The muscles generating these movements are:
Location | Flexion | Extension |
---|---|---|
fingers | the flexor digitorum profundus acting on the proximal and distal joints, and the flexor digitorum superficialis acting on the proximal joints | mainly by the lumbricals and interossei, the long extensors having little or no action upon these joints |
thumb | the flexor pollicis longus | the extensor pollicis longus |
The relative length of the digit varies during motion of the IP joints. The length of the palmar aspect decreases during flexion while the dorsal aspect increases by about 24 mm. The useful range of motion of the PIP joint is 30–70°, increasing from the index finger to the little finger. During maximum flexion the base of the middle phalanx is firmly pressed into the retrocondylar recess of the proximal phalanx, which provides maximum stability to the joint. The stability of the PIP joint is dependent of the tendons passing around it.[2]
Clinical significance
Rheumatoid arthritis generally spares the distal interphalangeal joints.[4] Therefore, arthritis of the distal interphalangeal joints strongly suggests the presence of osteoarthritis or psoriatic arthritis.[5]
References
- Lluch 1997, pp. 259–60
- Brüser & Gilbert 1999, pp. 158–60
- "Hand Therapy - Volar Plate Injury".
- Victoria Ruffing, Clifton O. Bingham. "Rheumatoid Arthritis Signs and Symptoms". Johns Hopkins Hospital. Retrieved 2017-08-10. Updated: April 4, 2017
- PJW Venables, Ravinder N Maini. "Diagnosis and differential diagnosis of rheumatoid arthritis". UpToDate.
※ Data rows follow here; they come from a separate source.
PR #728, opened 2018-03-20
Fix: Reduce WebGL checks to reduce instances of Rats! error

tonyjin:
We don't use metrics associated with whether the user's browser supports WebGL or 3D rendering, so this removes the WebGL checks from the browser info check for every Preview instance and isolates them to 3D and 360 files, which should reduce instances of the `Rats! WebGL hit a snag.` error.


boxcla:

src/lib/Browser.js
```diff
@@ -184,7 +184,7 @@ class Browser {
         if (!gl) {
             const canvas = document.createElement('canvas');
             // Should stop 'Rats! WebGL hit a snag' error when checking WebGL support
-            canvas.addEventListener(EVENT_WEBGL_CONEXT_LOST, (e) => {
+            canvas.addEventListener(EVENT_WEBGL_CONTEXT_LOST, (e) => {
```
jeremypress: Can we remove the supportsWebGL global variable?

tonyjin: Will still be useful if someone is viewing a folder that has multiple 3D files since that result will be cached between previews.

Retrieved 2017-08-10. Last updated: Jan 22, 2016.
External links
Further reading
- Brüser, Peter; Gilbert, Alain (1999). Finger bone and joint injuries. Taylor & Francis. ISBN 978-1-85317-690-6.
- Lluch, Alberto (1997). "Interphalangeal joint anatomy". In Copeland, Stephen (ed.). Joint stiffness of the upper limb. Taylor & Francis. ISBN 1-85317-414-9.
This article incorporates text in the public domain from page 333 of the 20th edition of Gray's Anatomy (1918)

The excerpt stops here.